The CD47-SIRPα axis, often called the "don't eat me" signal for macrophages, has had a turbulent history due to toxicity (anemia and thrombocytopenia). However, the early-phase pipeline is now focusing on next-generation agents with improved safety profiles. As of October 2024, there are 38 active Phase I/II trials targeting this pathway. The key development is the shift from high-affinity CD47 antibodies to SIRPα-fusion proteins and low-affinity antibodies. For example, the Phase I trial of evorpacept (ALX148), a SIRPα-Fc fusion protein, combined with rituximab in relapsed/refractory non-Hodgkin lymphoma showed a 40% ORR with minimal red blood cell binding. Another promising agent, lemzoparlimab (TJC4), is a CD47 antibody engineered to avoid binding to red blood cells. Early data shows a 22% ORR in myelodysplastic syndromes when combined with azacitidine. The target remains high-risk but is now being approached with smarter biology to mitigate toxicity.

Frequently Asked Questions (FAQ)

What is the most targeted oncology drug class in early-phase trials?

Based on a 2024 analysis of ClinicalTrials.gov, the most targeted class is immunomodulatory agents, specifically checkpoint inhibitors (PD-1/PD-L1) and their combinations, accounting for approximately 30% of all Phase I/II oncology trials. However, the fastest-growing category is targeted small molecules, particularly KRAS inhibitors and ADCs.

Why are so many early-phase trials failing for novel targets?

Failure in early-phase trials is common due to several factors: inadequate preclinical models that don't predict human toxicity, lack of robust predictive biomarkers for patient selection, and tumor heterogeneity. According to a 2023 MIT analysis, only about 13% of oncology drugs entering Phase I eventually achieve FDA approval.

How do early-phase trials differ for ADCs versus small molecules?

ADC trials typically focus on identifying the maximum tolerated dose (MTD) of the conjugate, with a heavy emphasis on monitoring for off-target toxicity (e.g., ocular, pulmonary). Small molecule trials often prioritize pharmacokinetics (PK) and pharmacodynamics (PD), requiring more intensive blood sampling and tumor biopsy analysis.
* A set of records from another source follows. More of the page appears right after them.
PR #17276, opened 2025-02-12
Remove `@intFromPtr(...) == 0`

pfgithub:
A pointer without allowzero can never be null, so this is a no-op


robobun:
<div><sup>Updated 5:38 PM PT - Feb 11th, 2025</sup></div>

@pfgithub, your commit 77b60a3390eec0774c6f6476d569102245b1499e is building: [`#11472`](https://buildkite.com/bun/bun/builds/11472)

Issue #17044, opened 2025-02-04
Add support for PgBouncer transaction pooling mode by allowing to disable prepared statements


incpo:
### What is the problem this feature would solve?

When trying to use Bun's SQL client with PgBouncer in transaction pooling mode, the connection fails because PgBouncer doesn't support prepared statements. Currently, there's no way to disable prepared statements in Bun's SQL client.

### What is the feature you are proposing to solve the problem?

Add configuration options to the Database constructor to disable prepared statements:

### What alternatives have you considered?

1. Using PgBouncer in session pooling mode instead of transaction pooling mode
   - Less performant
   - Doesn't scale
   - Defeats the purpose of using PgBouncer for connection pooling

2. Connecting directly to PostgreSQL (port 5432)
   - Removes the benefits of connection pooling
   - Not suitable for high-scale applications
   - Increases database connection load

3. Using different database clients
   - Loses Bun's performance benefits
   - Requires changing existing codebase
   - Adds unnecessary dependencies

nicksrandall:
This *could* be solved by #17029

Issue #17029, opened 2025-02-03
SQL: support "simple", multi-statement queries.


nicksrandall:
### What version of Bun is running?

1.2.2

### What platform is your computer?

Darwin 24.3.0 arm64 arm

### What steps can reproduce the bug?

Bun's SQL implementation should only convert a query to a prepared statement *if* it has at least one variable (parameter). This is the only situation in where a prepared statement is needed. Otherwise, the client should just use a "simple" query which has the advantage of allowing multiple statements.

### What is the expected behavior?

I would expect to be able to support multiple statements in a single query (very common for migration scripts). 

### What do you see instead?

I get the following error: `cannot insert multiple commands into a prepared statement`

### Additional information

IMO, this is an essential feature for a SQL client. It's very cumbersome to do db migrations without this.

PR #17296, opened 2025-02-13
fix(sql) add `prepare: false` option and sql``.simple()

cirospaciari:
### What does this PR do?
Fix: https://github.com/oven-sh/bun/issues/17029
Fix: https://github.com/oven-sh/bun/issues/17044

- [x] Code changes

Tests

### DIFF
--- a/packages/bun-types/bun.d.ts
+++ b/packages/bun-types/bun.d.ts
@@ -2054,6 +2054,8 @@ declare module "bun" {
     max?: number;
     /** By default values outside i32 range are returned as strings. If this is true, values outside i32 range are returned as BigInts. */
     bigint?: boolean;
+    /** Automatic creation of prepared statements, defaults to true */
+    prepare?: boolean;
   };
 
   /**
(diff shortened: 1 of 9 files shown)


robobun:
<div><sup>Updated 7:08 PM PT - Feb 12th, 2025</sup></div>

@cirospaciari, your commit c151d167a9c03e1f1eb8282ec8739a87ece97dd4 is building: [`#11532`](https://buildkite.com/bun/bun/builds/11532)

Jarred-Sumner:
are these flaky tests related?
image

cirospaciari:
> are these flaky tests related?
> image
> 

Looks like it is due to transaction pooling behavior, need to see what tests are flaky to fix or skip the test

Jarred-Sumner:
The only part I'm not sure about is if we should make it simple when there are no params.

cirospaciari:
> The only part I'm not sure about is if we should make it simple when there are no params. 

Postgres.js don't make it simple if they have no parameters, but if it's unsafe and has no parameters it's simple, performance is better when it is not a simple query when running the query multiple times.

Both require careful dose escalation, but ADCs have a longer half-life and different safety profile.

What role do biomarkers play in selecting patients for these trials?

Biomarkers are now essential. For KRAS G12C trials, only patients with the specific mutation are enrolled. For PARP1-selective inhibitors, HRD testing is mandatory. The use of liquid biopsies (ctDNA) is also increasing to monitor resistance and early response. A 2024 IQVIA report found that 65% of Phase I oncology trials now require a specific biomarker for enrollment, up from 30% in 2018.

Are there any emerging targets that are not yet in clinical trials but showing promise?

Yes, several preclinical targets are generating significant interest, including the transcription factor YAP/TAZ (Hippo pathway), the metabolic enzyme MTHFD2, and the stress response protein ATF4. These targets are expected to enter Phase I trials within the next 12-18 months, particularly for hard-to-treat tumors like pancreatic and triple-negative breast cancer.